◆ DIRECTIONS
Count every line in the entries that follow where the word "from" appears, then state only the total.

◆ MATERIAL TO PROCESS
---*---
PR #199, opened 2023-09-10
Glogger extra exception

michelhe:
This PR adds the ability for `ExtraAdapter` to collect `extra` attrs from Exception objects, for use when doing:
---*---
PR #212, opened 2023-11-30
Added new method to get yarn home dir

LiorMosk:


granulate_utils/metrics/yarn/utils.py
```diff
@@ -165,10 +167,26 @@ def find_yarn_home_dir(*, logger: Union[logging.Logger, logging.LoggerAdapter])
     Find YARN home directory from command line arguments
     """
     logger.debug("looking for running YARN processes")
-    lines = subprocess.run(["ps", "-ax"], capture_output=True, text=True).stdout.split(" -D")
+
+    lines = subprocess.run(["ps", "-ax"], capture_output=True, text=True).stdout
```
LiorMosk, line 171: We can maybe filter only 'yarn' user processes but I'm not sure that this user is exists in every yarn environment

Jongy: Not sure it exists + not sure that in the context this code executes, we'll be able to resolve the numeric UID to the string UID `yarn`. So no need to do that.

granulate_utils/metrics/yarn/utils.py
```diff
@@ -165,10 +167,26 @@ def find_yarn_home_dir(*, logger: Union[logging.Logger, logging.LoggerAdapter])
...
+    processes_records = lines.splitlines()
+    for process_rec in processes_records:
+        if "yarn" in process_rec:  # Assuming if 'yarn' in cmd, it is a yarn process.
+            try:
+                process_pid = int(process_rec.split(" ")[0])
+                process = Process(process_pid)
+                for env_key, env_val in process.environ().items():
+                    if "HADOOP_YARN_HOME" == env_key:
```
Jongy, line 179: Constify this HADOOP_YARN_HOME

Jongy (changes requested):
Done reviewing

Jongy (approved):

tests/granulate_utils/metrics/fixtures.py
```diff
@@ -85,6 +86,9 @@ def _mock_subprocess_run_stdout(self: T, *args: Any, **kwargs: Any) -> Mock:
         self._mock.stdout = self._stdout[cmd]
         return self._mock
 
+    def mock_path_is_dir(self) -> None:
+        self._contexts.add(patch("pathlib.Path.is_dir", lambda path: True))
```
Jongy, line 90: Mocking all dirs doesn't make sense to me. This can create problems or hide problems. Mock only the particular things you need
---*---
◆ RESPONSE TO THIS EXERCISE
2